Kein Festival mehr ohne Wiese
















Geht man von der Menge der Eintrittskarten an meiner Pinnwand aus, wäre das Immecke Open Air eindeutig mein Lieblingsfestival. Das liegt weniger am Festival und weit mehr am Rahmenprogramm und seinen Protagonisten, mit denen man auf dem Immecke normalerweise gemütlich auf der großen Wiese lümmelt, die Sonne genießt, etwas trinkt, etwas quatscht und ab und zu, wenn von der Bühne taugliche Klänge an die Ohren dringen, nach unten latscht, sich die Band etwas genauer ansieht, ein paar Fotos macht, ein neues Bier holt und wieder auf die Wiese geht. Chilliger geht's nimmer, selbst wenn die da unten drei Stunden Skapunk am Stück spielen..

Aber was macht man, wenn der Regenwald seinem Namen alle Ehre macht, die Wiese weder zum Sonnen noch zum Sitzen geeignet ist und sogar schottische Elfen ihre Gitarre in der Regenjacke zupfen müssen? In den trockenen Phasen kann man zwischen Bierstand und Bühne hin- und herwandern, bei offenem Himmel erweist es sich als Glück, dass bei dem Wetter nicht einmal halb so viele Besucher da sind, man findet unter den paar Dächern immer noch einen Platz. Der Hühnerbaron ist begeistert. "Immecke bei Regen is viel besser" sagt er "das hab ich gehofft, woll. Bei Regen isses immer schön kuschelig."  Wenn ich überleg, was so die letzten Jahre bei Sonnenschein hier los war, dann hat er diese Meinung ziemlich exklusiv.

Wir sind spät gekommen, auf der Bühne stehen Eradicator aus Olpe (woll), dreschen Metall und bangen dabei ihre Heads, dass sich das für ein paar Fotos geradezu anbietet. Reihe eins vor der Bühne ist noch frei, die Reihen zwei bis acht sind besetzt von ein paar wild springenden Möchtegernpunks, die sich zwar nach jeder Rammaktion höflich entschuldigen, aber das Fotografieren zu einem schmerzhaften Abenteuer machen. Thrash Metal ist ja eigentlich nicht so meins, aber was will man machen, ohne Wiese.

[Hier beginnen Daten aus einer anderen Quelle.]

PR #129, opened 2016-12-02
Added chain.pem plugin to simp_le call

DrMurx:
This allows other services which need the CA certificate in a dedicated
file (such as postfix or dovecot) to use the created certificates.


JrCs:
Closed by 8d3b188

Issue #172, opened 2020-03-01
Remove Winston Logger


mttrbrts:
**Is your feature request related to a problem? Please describe.**
The concerto logger module (`require('@accordproject/concerto-core').Logger`) is used extensively by the rest of the AP stack, however, in most cases, only the console output is actually used. The logger is implemented using the Winston library which introduces an additional 130KB to the concerto bundle size; over 30% of the total bundle size.

**Describe the solution you'd like**
Remove the dependency on Winston but maintain the same interface of the Logger module to avoid having to refactor the rest of the stack. The new logger module would use the Node `console` module directly.

**Additional context**
This should be a Concerto v1.0 feature and it potentially changes the semantics of logging and would remove logging to disk.

mttrbrts:
Fixed in the `release-1.0` branch

PR #175, opened 2020-03-01
refactor(logger): Remove winston dependency …

mttrbrts:
# Issue #172 
Remove Winston dependency and rewrite the logger class, while retaining backwards compatibility with commonly used functions. 

### Changes
- Removes `winston`, `tripe-beam` and `fast-safe-stringify` as NPM dependencies
- Adds `silly`, `verbose`, `log`, `http`, `info`, `warn`, `debug` and `error` functions to the Logger class that closely follow the behaviour of the Node Console module
- Adds `add` operation to allow the use of custom transports
- Removes other Winston operations from the module's signature.

### Flags
- Although this is a private API, it has been used extensively by downstream libraries and systems. While care has been taken to ensure coverage and maintain API compatibility, this should be considered a breaking change and released as part of Concerto v1.0
- Retains the `@private` annotation in JSDocs.
- This new version deliberately flattens Error objects nested inside a log object. This is a change in behaviour. It was assumed that the previous behaviour was incorrect. See the output of the test `should call logger.info with an Error object in the message`

Comparison of previous console output (left), with proposed console output (right)

image

### DIFF
--- a/package-lock.json
+++ b/package-lock.json
@@ -1,6 +1,6 @@
 {
 	"name": "concerto",
-	"version": "0.82.0",
+	"version": "0.82.6",
 	"lockfileVersion": 1,
 	"requires": true,
 	"dependencies": {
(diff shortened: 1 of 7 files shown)


mttrbrts:
> 1. What's the rationale for having `info` return a JSON structure. Is that going to help with downstream log processing or hinder it? What is the error message contains JSON, won't that make it harder to read?

In my screenshot the left-hand side is the current behaviour, this PR fixes that.

> 2. For inclusion in Concerto 1.0, I'm afraid this PR (and the corresponding changes) should be made against the `release-1.0` branch. That branch already contain quite a number of breaking changes, could you please reopen a PR against it?

Thanks, I'll rebase against that and try again.

jeromesimeon:
> > 1. What's the rationale for having `info` return a JSON structure. Is that going to help with downstream log processing or hinder it? What is the error message contains JSON, won't that make it harder to read?
> 
> In my screenshot the left-hand side is the current behaviour, this PR fixes that.
> 

oh! great, actually.

> > 1. For inclusion in Concerto 1.0, I'm afraid this PR (and the corresponding changes) should be made against the `release-1.0` branch. That branch already contain quite a number of breaking changes, could you please reopen a PR against it?
> 
> Thanks, I'll rebase against that and try again.

👍

Issue #171, opened 2020-02-27
Instance Generation should provide Regex compatible values for fields


mttrbrts:
**Is your feature request related to a problem? Please describe.**
When generating a JSON instance for a model with fields that have regex constraints, the generated instances are not valid instances of the model.

**Describe the solution you'd like**
We should use a library such as https://github.com/fent/randexp.js, to safely create sample values that are compatible with regex annotations on models.

This will allow upstream tools (such as concerto-ui) to generate values that are valid instances of the model

jeromesimeon:
@mttrbrts Is this issue closed by #178 ?

mttrbrts:
Yes, thank you!

PR #178, opened 2020-03-07
feat(valuegenerator): Generate valid values for Regex and Range meta properties

mttrbrts:
# Issue #171 
Adds functions that generate valid range and regex values when generating sample and empty instance JSON values.

### DIFF
--- a/packages/concerto-core/lib/serializer/valuegenerator.js
+++ b/packages/concerto-core/lib/serializer/valuegenerator.js
@@ -16,6 +16,7 @@
 
 const loremIpsum = require('lorem-ipsum');
 const Moment = require('moment-mini');
+const RandExp = require('randexp');
 
 /**
  * Empty value generator.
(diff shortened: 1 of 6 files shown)


packages/concerto-core/lib/serializer/valuegenerator.js
```diff
@@ -95,6 +96,56 @@ class EmptyValueGenerator {
...
+    }
+
+    /**
+     * Get a default range value.
+     * @param {number} lowerBound the lower bound on the range.
+     * @param {number} upperBound the upper bound on the range.
+     * @param {string} type the number type for the range
+     * @return {number} a String value.
+     */
+    getRange(lowerBound, upperBound, type) {
```
mttrbrts: Is there another sensible thing to do for the `empty` case? Default to the `lowerBound` perhaps?

packages/concerto-core/lib/serializer/valuegenerator.js
```diff
@@ -16,6 +16,54 @@
 
 const loremIpsum = require('lorem-ipsum');
 const Moment = require('moment-mini');
+const RandExp = require('randexp');
+
+const randomNumberInRangeWithPrecision = function (userMin, userMax, precision, systemMin, systemMax) {
```
jeromesimeon: Comments for what this function calculates, please.

packages/concerto-core/lib/serializer/valuegenerator.js
mttrbrts: > I actually like how you did it. Do we check that lowerBound and upperBound are in the proper integer/long range? I don't even know if we check those limits on validation.

Yes that happens in the `randomNumberInRangeWithPrecision` function

I initially tried this, but this causes `NaN` answers when performing precision calculations. For this use case of generating a sample number, I feel that we can restrict the range to lower default extremes, I chose to give Decimals the same range as Longs for convenience

PR #186, opened 2020-03-18
refactor: All typed classes use methods with `_` prefix

### LINKED ISSUE #121: Cannot have a property on a request called validate
Get a runtime failure because when we try to call the validate function on the Concerto object we are actually accessing the field.

mttrbrts:
# Issue #121
In order to fix the issue where all methods in the `Typed` class and its subclasses (such as `.validate`) are reserved model properties, this PR renames all of the relevant methods to include a `_` prefix.
Fixes #121 

### Changes
- This is a *BREAKING CHANGE* and is therefore targetted for the 1.0 release.
- Changes to the API are documented in this diff, https://github.com/accordproject/concerto/compare/release-1.0...mttrbrts:mr-fix-121?expand=1#diff-46b73b28ea461a5927c3cbfe28a21bac
- I've also changed the parser to prevent identifiers starting with `_`, this guarantees that we won't have any collisions in the future.

### Flags
- @jeromesimeon and I discussed several options, listed #121, and we concluded that this change would introduce the fewest breaking changes to API clients while keeping the natural object modification behaviour for user-defined model properties, e.g. `myConcept.name = "Foo"`
- This approach also means that we don't have to maintain an extensive list of reserved property names and the difficulty of new methods introducing a breaking change in the future
- The only reserved property is `toString` which is retained to maintain compatibility with the built-in JS function.


packages/concerto-core/api.txt
```diff
@@ -136,44 +136,44 @@ class TransactionDeclaration extends ClassDeclaration {
...
-   + Relationship fromURI(ModelManager,String,String,String) 
+   + boolean _isRelationship() 
+   + Relationship _fromURI(ModelManager,String,String,String) 
 }
 class Resource extends Identifiable {
    + String toString() 
-   + boolean isResource() 
-   + Object toJSON() 
+   + boolean _isResource() 
+   + Object _toJSON()
```
dselman: Intentional? JS calls `toJSON` automatically when you call JSON.stringify.

packages/concerto-core/lib/model/typed.js
```diff
@@ -188,7 +188,7 @@ class Typed {
      * without using the Serializer.
      * @private
      */
-    toJSON() {
+    _toJSON() {
         throw new Error('Use Serializer.toJSON to convert resource instances to JSON objects.');
```
dselman: This code will now no longer get called if you try to call JSON.stringify.

packages/concerto-core/api.txt
mttrbrts: Thanks. No this wasn't deliberate

lerna.json
```diff
@@ -2,7 +2,7 @@
   "packages": [
     "packages/*"
   ],
-  "version": "0.82.7",
+  "version": "1.0.0-alpha.1",
```
jeromesimeon: Please undo, we can do an alpha release using scripts and GitHub tagging.

package.json
```diff
@@ -15,7 +15,7 @@
   },
   "name": "concerto",
   "description": "You must install [Lerna](https://lernajs.io) to build this multi-package repository.",
-  "version": "0.82.7",
+  "version": "1.0.0-alpha.1",
```
jeromesimeon: Please undo, we can do an alpha release using scripts and GitHub tagging.

packages/concerto-core/test/data/parser/classdeclaration.badidentifierprefix.cto
```diff
@@ -11,16 +11,11 @@
  * See the License for the specific language governing permissions and
  * limitations under the License.
  */
-'use strict';
 
-/*eslint-disable no-unused-vars*/
```
jeromesimeon: That's a weird change. Git hiccup? Maybe it's just a wrongly identified file rename.

packages/concerto-core/test/data/parser/functiondeclaration.bracesmissing.js
```diff
@@ -1,26 +0,0 @@
-/*
```
jeromesimeon: Are those files dead code?

lerna.json
mttrbrts: I'm happy to back it out however, please note that:
1. This change was done to satisfy the API diff validation. If I don't incremement the version, the changelog.txt gives misleading information. i.e. breaking changes are recorded against the wrong version
2. This change was done using the scripts

packages/concerto-core/test/data/parser/classdeclaration.badidentifierprefix.cto
mttrbrts: Yes, this is weird. This wasn't a rename, I deleted `functiondeclaration.throwsexception.js` and created a new file `classdeclataion.badidentifierprefix.cto`, they just happen to have lines in common.

packages/concerto-core/test/data/parser/classdeclaration.badidentifierprefix.cto
```diff
@@ -11,16 +11,11 @@
...
- * @throws {Error}
- * @exception {Error}
- */
-function onTestTransactionLulz() {
-    console.log('onTestTransaction');
+namespace com.testing
+
+asset Asset identified by id {
+  o String id
+  o String validate // This is ok
```
mttrbrts: @jeromesimeon This file is used in unit tests to prove that previously reserved values can now be used.

packages/concerto-core/test/data/parser/functiondeclaration.bracesmissing.js
mttrbrts: Yes, these are legacy from when Composer supported "transaction processor functions". This makes me wonder whether there is other dead code anywhere, maybe even in the parser?

Issue #187, opened 2020-03-27
Functional API and Plain JS Objects


dselman:
Concerto would benefit from a non class based API - allowing Concerto objects to be plain old JS objects. You would no longer need to use the `Factory` to create them, or the `Serializer` to convert them to/from plain JS objects.

**Describe the solution you'd like**
Examine all the methods on Resource, Identifiable, Typed etc and move them into a set of functions. The functions could be static methods on a class, or just exported as a library of functions.

E.g.

```
const modelManager = new ModelManager()
...
const myObject = { ... }
Concerto.validate( myObject, modelManager );
```

**Describe alternatives you've considered**

Messing with the prototype: https://developer.mozilla.org/en-US/docs/Web/JavaScript/Reference/Global_Objects/Object

**Additional context**

Removing the need to use the Factory and Serializer to create Concerto objects would simplify the APIs, learning curve and could lead to performance improvements.

> This new API could be developed in parallel to the existing API, allowing for a progressive migration strategy.

Note that we don't necessarily need to change the core internal APIs (things like `ModelManager`).

Here are the instance-based APIs which would need to be re-implemented as functions.

```
class Concept extends Typed {
   + boolean isConcept() 
}
class Identifiable extends Typed {
   + string getIdentifier() 
   + void setIdentifier(string) 
   + string getFullyQualifiedIdentifier() 
   + String toString() 
   + boolean isRelationship() 
   + boolean isResource() 
   + String toURI() 
}
class Relationship extends Identifiable {
   + String toString() 
   + boolean isRelationship() 
   + Relationship fromURI(ModelManager,String,String,String) 
}
class Resource extends Identifiable {
   + String toString() 
   + boolean isResource() 
   + Object toJSON() 
}
class Typed {
   + string getType() 
   + string getFullyQualifiedType() 
   + string getNamespace() 
   + void setPropertyValue(string,string) 
   + void addArrayValue(string,string) 
   + boolean instanceOf(String) 
}
class ValidatedConcept extends Concept {
   + void setPropertyValue(string,string) throws Error
   + void addArrayValue(string,string) throws Error
   + void validate() throws Error
}
class ValidatedResource extends Resource {
   + void setPropertyValue(string,string) throws Error
   + void addArrayValue(string,string) throws Error
   + void validate() throws Error
}
```

jeromesimeon:
I love this idea. Some fairly high-level questions.

[...]

PR #188, opened 2020-03-27
(feat) Functional API

dselman:

# Issue #187 

Create a functional API for concerto objects.

### Changes
- 
### Flags
- 

### Related Issues
- Issue #<NUMBER HERE>
- Pull Request #<NUMBER HERE>


dselman:
> Most immediate suggestion: please do the work on top of the `release-1.0` branch.
> 

I like the idea of releasing this first for `0.82.x` as I think it will help people migrate progressively to `1.0`.

> I think we may need the validate method to return a new JS object (we are filling in default values, turning ISO 8601 dates into moment objects, etc). -- Alternatively we could separate those things into two passes: one which changes the data representation (e.g., string to date) the other which validates and only fails/succeeds without changing anything).
> 
> I would love if those methods would be functional (i.e., validate would not change the input JSON but construct a new one).

Yes, good idea. Should not be hard to implement.

dselman:
Already merged into release-1.0 branch.

Issue #181, opened 2020-03-10
Revisions to identifiers & relationships


jeromesimeon:
(This is a place-holder issue, need more details and explanations).

Current status:
- Identifiers can be and have to be declared on transactions and events, but no other classes
- Relationships are distinguished from simple `has a` properties of a class, and have to be to an identifiable class
- The relationship can be to a resource or to an inline object

Some changes in `release-1.0`:
- Any class can have an identifier
- Relationship can be to any class which has an identifier
- Internally identifiers are both kept as a special `$identifier` property and the user-defined property declared in the `identified by` part of a class declaration

Some further possible changes:
- Distinguish between internal identifiers (necessary for relationships) and user-defined properties

jeromesimeon:
_Notes from discussion (@dselman @mttrbrts @jeromesimeon)_

## User stories

- When creating a model, one wants to distinguish "inline" data (e.g., company containing an address) from "relationship" data (e.g., purchase order referencing a company)
- When creating a model, one wants to distinguish external identifiers (e.g., SSN, DB key) from identifiers used for the sole purpose of creating a relationship
- When editing a contract, one wants to simply refer to the relationship e.g., party, but just want to edit the relationship identifier

## Current Issues

- When creating writing contract logic, one does not want to have to invent identifiers (See #...)
- Current "hack" that identifiers from the base model are hidden from logic does not apply now that systems models are gone
- Unhydrated relationships are unsound (Ergo compiler assumes the relationship is "hydrated")

## Technical proposal

1. New relationship / identifier model

   1. concepts can be identified or not
   2. a concept `C` can be used through a relationship (`--> C name`) iff it is identified
   3. a concept `C` can be used inline (`o C name`) iff it is not identified
   4. identifiers for identified concepts can be managed by the system (declared as `identified` and serialized as property `$identifier`) or by the users (declared as `identified by myId` and serialized as property `myId`)
   5. identifiers managed by the system are created through a `generate` function parameter whose signature is from object to a `String` identifier.
      The function should be complete and deterministic. A default function is provided which returns a stable hash based on the fields in the object.
      identifiers managed by the system do not appear (cannot be accessed or specified) in the contract logic.
   6. identifiers managed by the user have to be provided in the instance objects and are not automatically created.
      identifiers managed by the system always appear (can be accessed and have to be specified) in the contract logic.
   7. asset/participant/event/transaction are special concepts that are always identified

2. Resolving Relationships

[...]

PR #196, opened 2020-06-10
IDs & relationships for #181

dselman:
# Issue #181
Rework identifiers and relationships. See issue for details and design.

### Changes
- PEG grammar updated 
   - allow `identified by` for Concepts
   - add support for `identified` —  automatically create an identifying field called `$identifier`
- Remove `Concept` from the mode (`Resource` and `Concept` are now functionally identical)
- Update `Factory` to always delegate to `newResource` when `newConcept` is called, checking whether the `Concept` has an identifying field
- Allow relationships to any class that has an identifying field (reject otherwise)

### Flags
- Nothing yet to automatically generate IDs. Should that be a feature of the `Factory`?


packages/concerto-core/lib/introspect/classdeclaration.js
```diff
@@ -116,6 +120,20 @@ class ClassDeclaration extends Decorated {
...
+     * This method should only be called by system code.
+     * @private
+     */
+    addIdentifierField() {
+        const definition = {};
+        definition.id = {};
+        definition.id.name = '$identifier';
+        definition.propertyType = {};
+        definition.propertyType.name = 'String';
+        this.properties.push(new Field(this, definition));
```
jeromesimeon, line 134: I am unclear if this should be added to the properties, or remain internal.

packages/concerto-core/lib/introspect/parser.pegjs
```diff
@@ -833,7 +844,7 @@ Decorators
   = decorators:(d:Decorator __ {return d;})*
 
 AssetDeclaration
-  = decorators:Decorators __ abstract:AbstractToken? __ AssetToken __ id:Identifier __ idField:IdentifiedByField? __ classExtension: ClassExtension? __
```
jeromesimeon, line 836: I thought the design was to always have asset/participant/transaction/events identified, so maybe we disallow it in the grammar?

packages/concerto-core/lib/serializer/jsongenerator.js
```diff
@@ -86,14 +84,14 @@ class JSONGenerator {
     visitClassDeclaration(classDeclaration, parameters) {
 
         const obj = parameters.stack.pop();
-        if (!((obj instanceof Resource) || (obj instanceof Concept))) {
```
jeromesimeon, line 89: 👍

packages/concerto-core/lib/serializer/jsongenerator.js
```diff
@@ -86,14 +84,14 @@ class JSONGenerator {
...
-            throw new Error('Expected a Resource or a Concept, but found ' + obj);
+        if (!((obj instanceof Resource))) {
+            throw new Error('Expected a Resource, but found ' + obj);
         }
 
         let result = {};
         let id = null;
 
-        if (obj instanceof Identifiable && this.deduplicateResources) {
+        if (obj.isIdentifiable() && this.deduplicateResources) {
```
jeromesimeon, line 94: 👍

packages/concerto-core/package.json
```diff
@@ -1,6 +1,6 @@
 {
   "name": "@accordproject/concerto-core",
-  "version": "0.82.7",
+  "version": "1.0.0",
```
jeromesimeon, line 3: This should not be done by hand (this will prevent the use of the publish scripts). Please revert.

packages/concerto-core/lib/introspect/parser.pegjs
dselman: I think what we should ensure is that in a type hierarchy the first non-abstract asset (etc) has an identifier declared. I will tighten up the programmatic validation and add tests for that.

packages/concerto-core/package.json
dselman: We will have to remember to version in the change log by hand.

dselman:
> Looks great so far. Only one requested changes (version in package.json) and a few questions/comments.
> 
> I think some more testing, etc. but a great start. Couple of open questions:
> 
> * allow asset/participant/events/transactions without identifier or not?

I think we should prevent non abstract non identified asset/participant/events/transactions. It is a breaking change...

> * prevent "inlined" form for identified classes? (i.e., force having a relationship to them?).

Here I am inclined to say that we should allow containment of identified classes. If person A creates a model using `asset` they can't know whether person B would like to use it with a containment or using a relationship. I've seen quite a few models that would like to store a collection of transactions, for example.

dselman:
Not sure why ObjectValidator coverage has been lowered by these changes. I need to look into that.

packages/concerto-core/test/introspect/identifieddeclaration.js
```diff
@@ -0,0 +1,215 @@
+/*
```
jeromesimeon, line 1: Looks great.

PR #219, opened 2021-01-19
feature(build) Switches from TravisCI to GitHub actions

jeromesimeon:

- Switches from TravisCI to GitHub Actions
- Includes:
   - Unit tests (includes linter, license check and actual tests)
   - Micro-publish to `npm` on every commit to the repo, with a timestamp
   - Publish to `npm` on release
   - Code coverage reporting through coverall
   - Tests on both Ubuntu and Windows

### Perceived Benefits

- Tests seem to run _much_ faster than Travis, but in some cases we do see timeouts on concerto model http requests
- A lot of scripts used to determine what kind of git event triggered the build and when to publish are now gone. This looks to me like a big improvement and should facilitate maintenance.
- Windows build seems a lot more reliable than in TravisCI and adding different versions of nodes or other OS (e.g., MacOS?)  should now be much easier.
- One less third party service to keep track of. See also issue https://github.com/accordproject/technical-steering-committee/issues/4

### Flags

- Very first repo with this approach -- it certainly would benefit from a thorough review before we go ahead and update all our other repos
- The following specific issue in coveralls actions (used to publish code coverage results) made me pause. Is this a concern? https://github.com/coverallsapp/github-action/issues/68
- Change in process: the publish workflow will open a PR with a change to the package.json version rather than push that change as a commit directly to master (I personally prefer, but would love other's feedback on this)
- We are losing caching -- I did not attempt to port that part of the TravisCI workflow (but it's quite fast, so maybe we don't need it)


.github/workflows/build.yml
```diff
@@ -0,0 +1,94 @@
...
+      job-status: ${{ job.status }}
+
+    steps:
+      - name: git checkout
+        uses: actions/checkout@v2
+
+      - name: lerna install
+        run: |
+          npm install lerna@^3.22.0
+          ./node_modules/.bin/lerna bootstrap 2>&1
```
irmerk, line 81: Can we not use the result of `L28-L31`?

.github/workflows/publish.yml
```diff
@@ -0,0 +1,52 @@
...
+          branch: clausehq-publish-${{ github.event.release.tag_name }}
+          delete-branch: true
+          title: 'chore(actions): publish ${{ github.event.release.tag_name }} to npm'
+          body: |
+            # NPM Publish
+
+            Publish build to NPM
+          assignees: ${{ github.actor }}
+          reviewers: ${{ github.actor }}
+          draft: false
```
irmerk, line 52: Is this what you mentioned here?

> Change in process: the publish workflow will open a PR with a change to the package.json version rather than push that change as a commit directly to master (I personally prefer, but would love other's feedback on this)

Seems like an extra step that can be a useful sanity check before finalizing.

irmerk (commented):
A couple thoughts on specific code. Will follow up with comments on your PR description.

irmerk:
> **[BENEFIT]** Tests seem to run much faster than Travis, but in some cases we do see timeouts on concerto model http requests

What does this mean, that we would need to manually re-run the workflow to resolve these timeouts?

irmerk:
> **[FLAG]** The following specific issue in coveralls actions (used to publish code coverage results) made me pause. Is this a concern? coverallsapp/github-action#68

Yeah this seems like a concern to me.

irmerk:
> **[FLAG]** We are losing caching -- I did not attempt to port that part of the TravisCI workflow (but it's quite fast, so maybe we don't need it)

Along with the benefits you mentioned: 

- _One less third party service to keep track of_
- _Tests seem to run much faster than Travis_

I find this tradeoff fine, especially when this isn't a service that has a high frequency of development.

.github/workflows/build.yml
jeromesimeon: apparently not. I think every job is its own space. Good question though and yes I tried. Maybe it can be cached, but for now that's the solution I found.

jeromesimeon: I can do a bit more investigation on that before we roll out.

.github/workflows/publish.yml
jeromesimeon: 👍 Yes it is. and agreed.

jeromesimeon:
> > **[BENEFIT]** Tests seem to run much faster than Travis, but in some cases we do see timeouts on concerto model http requests
> 
> What does this mean, that we would need to manually re-run the workflow to resolve these timeouts?

Correct. Same as in Travis (it happened in Travis too to be fair -- sometimes calls to `https://models.accordproject.org` do not resolve). We can change the timeouts, but I thought I would still flag it.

Eine Currywurst mit Pommes holen um die Wartezeit zur nächsten Band  zu überbrücken und später als Nachtisch eine Waffel um die Wartezeit zur nächsten Band..... bis zu den Immecke Allstars muss ich durchhalten, die will der Pappenheimer unbedingt sehen und sogar analoge Fotos davon schießen, weil die jedes Jahr das Highlight sind, danach könnten wir dann auch gehen. Das ist noch lange hin. Ich mache ein paar Fotos der Apewards aus Marburg, die liegen mit ihrem bluesigen Riffrock eigentlich mehr auf meiner Wellenlänge als die Metaller, aber auch nach einer halben Stunde ist noch kein hitverdächtiges Blackmorematerial zu hören. Es zieht sich.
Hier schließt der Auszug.